• **EXERCISE AIM**:
Start at the line below containing "PR #1078, opened 2019-02-27" and stop at the line containing "leet4tari: Test is". Repeat every line of that stretch exactly, and nothing outside it.

Segment Open

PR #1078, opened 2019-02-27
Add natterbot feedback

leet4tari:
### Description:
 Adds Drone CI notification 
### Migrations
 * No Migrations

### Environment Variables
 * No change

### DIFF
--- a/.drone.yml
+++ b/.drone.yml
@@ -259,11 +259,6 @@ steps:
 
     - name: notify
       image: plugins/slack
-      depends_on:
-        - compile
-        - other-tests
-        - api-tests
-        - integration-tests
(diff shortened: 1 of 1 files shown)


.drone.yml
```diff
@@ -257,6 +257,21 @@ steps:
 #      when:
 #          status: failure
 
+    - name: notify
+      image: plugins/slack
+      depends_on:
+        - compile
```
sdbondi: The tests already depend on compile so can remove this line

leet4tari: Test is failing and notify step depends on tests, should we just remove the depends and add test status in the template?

Segment Closed
Segment Open

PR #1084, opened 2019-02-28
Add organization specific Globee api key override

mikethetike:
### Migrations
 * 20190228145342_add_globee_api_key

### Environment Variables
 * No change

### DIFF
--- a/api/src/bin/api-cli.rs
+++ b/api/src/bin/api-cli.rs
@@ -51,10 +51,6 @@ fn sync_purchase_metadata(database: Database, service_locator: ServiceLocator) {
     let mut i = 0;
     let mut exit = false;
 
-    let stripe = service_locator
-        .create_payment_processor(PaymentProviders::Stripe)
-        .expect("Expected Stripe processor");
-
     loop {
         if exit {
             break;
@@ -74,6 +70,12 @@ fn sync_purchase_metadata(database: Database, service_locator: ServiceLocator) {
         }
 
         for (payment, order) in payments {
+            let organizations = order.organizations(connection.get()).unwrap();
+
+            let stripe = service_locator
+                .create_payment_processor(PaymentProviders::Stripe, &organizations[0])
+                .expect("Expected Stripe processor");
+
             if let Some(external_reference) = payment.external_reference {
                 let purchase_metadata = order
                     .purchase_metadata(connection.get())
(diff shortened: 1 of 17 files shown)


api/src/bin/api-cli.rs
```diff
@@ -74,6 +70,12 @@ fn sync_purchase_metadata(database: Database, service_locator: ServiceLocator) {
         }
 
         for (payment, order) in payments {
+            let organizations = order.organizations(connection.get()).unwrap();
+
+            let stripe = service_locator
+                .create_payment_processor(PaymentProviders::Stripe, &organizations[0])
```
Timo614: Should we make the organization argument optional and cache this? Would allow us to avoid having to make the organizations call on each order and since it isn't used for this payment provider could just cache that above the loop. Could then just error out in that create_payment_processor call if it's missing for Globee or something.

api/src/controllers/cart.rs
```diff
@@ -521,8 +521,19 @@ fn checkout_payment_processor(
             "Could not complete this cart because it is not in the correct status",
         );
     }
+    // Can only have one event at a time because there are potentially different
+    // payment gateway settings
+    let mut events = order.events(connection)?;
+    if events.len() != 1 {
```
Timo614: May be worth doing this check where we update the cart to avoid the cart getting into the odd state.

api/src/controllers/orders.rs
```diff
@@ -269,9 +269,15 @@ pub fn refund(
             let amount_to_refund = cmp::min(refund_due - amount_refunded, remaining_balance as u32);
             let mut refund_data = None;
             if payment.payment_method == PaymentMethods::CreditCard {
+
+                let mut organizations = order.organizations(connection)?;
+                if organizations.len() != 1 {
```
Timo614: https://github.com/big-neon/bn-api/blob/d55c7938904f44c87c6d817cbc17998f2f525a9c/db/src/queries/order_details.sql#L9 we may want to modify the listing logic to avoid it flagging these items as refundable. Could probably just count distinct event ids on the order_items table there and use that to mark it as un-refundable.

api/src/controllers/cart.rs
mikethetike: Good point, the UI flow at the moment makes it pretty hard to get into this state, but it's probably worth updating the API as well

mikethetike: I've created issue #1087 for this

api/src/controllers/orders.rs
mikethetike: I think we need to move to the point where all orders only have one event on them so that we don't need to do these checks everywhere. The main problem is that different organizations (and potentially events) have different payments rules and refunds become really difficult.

Segment Closed
Segment Open

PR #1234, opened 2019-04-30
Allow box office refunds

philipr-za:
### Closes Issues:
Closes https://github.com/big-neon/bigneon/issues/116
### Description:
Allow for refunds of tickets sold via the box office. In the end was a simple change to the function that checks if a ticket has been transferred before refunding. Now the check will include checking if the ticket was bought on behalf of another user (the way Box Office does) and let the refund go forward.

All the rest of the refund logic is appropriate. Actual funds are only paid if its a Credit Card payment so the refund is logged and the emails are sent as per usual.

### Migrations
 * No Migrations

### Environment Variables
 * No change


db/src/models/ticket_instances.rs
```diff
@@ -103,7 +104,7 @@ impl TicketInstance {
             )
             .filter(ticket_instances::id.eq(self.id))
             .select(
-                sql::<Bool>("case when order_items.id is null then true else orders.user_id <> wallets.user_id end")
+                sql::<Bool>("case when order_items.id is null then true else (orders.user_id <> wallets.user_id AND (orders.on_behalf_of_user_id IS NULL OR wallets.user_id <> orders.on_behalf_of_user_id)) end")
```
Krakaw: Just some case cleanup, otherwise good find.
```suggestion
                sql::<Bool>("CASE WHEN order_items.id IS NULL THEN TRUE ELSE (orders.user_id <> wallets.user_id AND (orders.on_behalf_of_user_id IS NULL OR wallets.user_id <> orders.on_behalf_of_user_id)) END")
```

Segment Closed

• **WRITTEN SOLUTION**:
PR #1078, opened 2019-02-27
Add natterbot feedback

leet4tari:
### Description:
 Adds Drone CI notification 
### Migrations
 * No Migrations

### Environment Variables
 * No change

### DIFF
--- a/.drone.yml
+++ b/.drone.yml
@@ -259,11 +259,6 @@ steps:
 
     - name: notify
       image: plugins/slack
-      depends_on:
-        - compile
-        - other-tests
-        - api-tests
-        - integration-tests
(diff shortened: 1 of 1 files shown)


.drone.yml
```diff
@@ -257,6 +257,21 @@ steps:
 #      when:
 #          status: failure
 
+    - name: notify
+      image: plugins/slack
+      depends_on:
+        - compile
```
sdbondi: The tests already depend on compile so can remove this line

leet4tari: Test is failing and notify step depends on tests, should we just remove the depends and add test status in the template?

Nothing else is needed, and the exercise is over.